===== RECORDS TO USE

PR #155, opened 2024-09-23
Expose the clock properties in CTFTrace

siwei-zhang-work:
There is the need to get clock scale of the trace.
This commit added the clock scale to the environment variables of the trace.

[Added] clock scale in getEnvironment() in CTFTrace
[Changed] moved clock offset into getEnvironment() in CTFTrace
[Deprecated] CtfTmfTrace.CLOCK_OFFSET, use CTFTrace.CLOCK_OFFSET instead.

Signed-off-by: Siwei Zhang <siwei.zhang@ericsson.com>

### DIFF
--- a/ctf/org.eclipse.tracecompass.ctf.core.tests/src/org/eclipse/tracecompass/ctf/core/tests/trace/MetadataTest.java
+++ b/ctf/org.eclipse.tracecompass.ctf.core.tests/src/org/eclipse/tracecompass/ctf/core/tests/trace/MetadataTest.java
@@ -1,5 +1,5 @@
 /*******************************************************************************
- * Copyright (c) 2013, 2014 Ericsson
+ * Copyright (c) 2013, 2024 Ericsson
  * All rights reserved. This program and the accompanying materials
  * are made available under the terms of the Eclipse Public License 2.0
  * which accompanies this distribution, and is available at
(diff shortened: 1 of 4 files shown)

==========

Please return the full listing exactly as it appears.

→ RESULT OF THE EXERCISE:
PR #155, opened 2024-09-23
Expose the clock properties in CTFTrace

siwei-zhang-work:
There is the need to get clock scale of the trace.
This commit added the clock scale to the environment variables of the trace.

[Added] clock scale in getEnvironment() in CTFTrace
[Changed] moved clock offset into getEnvironment() in CTFTrace
[Deprecated] CtfTmfTrace.CLOCK_OFFSET, use CTFTrace.CLOCK_OFFSET instead.

Signed-off-by: Siwei Zhang <siwei.zhang@ericsson.com>

### DIFF
--- a/ctf/org.eclipse.tracecompass.ctf.core.tests/src/org/eclipse/tracecompass/ctf/core/tests/trace/MetadataTest.java
+++ b/ctf/org.eclipse.tracecompass.ctf.core.tests/src/org/eclipse/tracecompass/ctf/core/tests/trace/MetadataTest.java
@@ -1,5 +1,5 @@
 /*******************************************************************************
- * Copyright (c) 2013, 2014 Ericsson
+ * Copyright (c) 2013, 2024 Ericsson
  * All rights reserved. This program and the accompanying materials
  * are made available under the terms of the Eclipse Public License 2.0
  * which accompanies this distribution, and is available at
(diff shortened: 1 of 4 files shown)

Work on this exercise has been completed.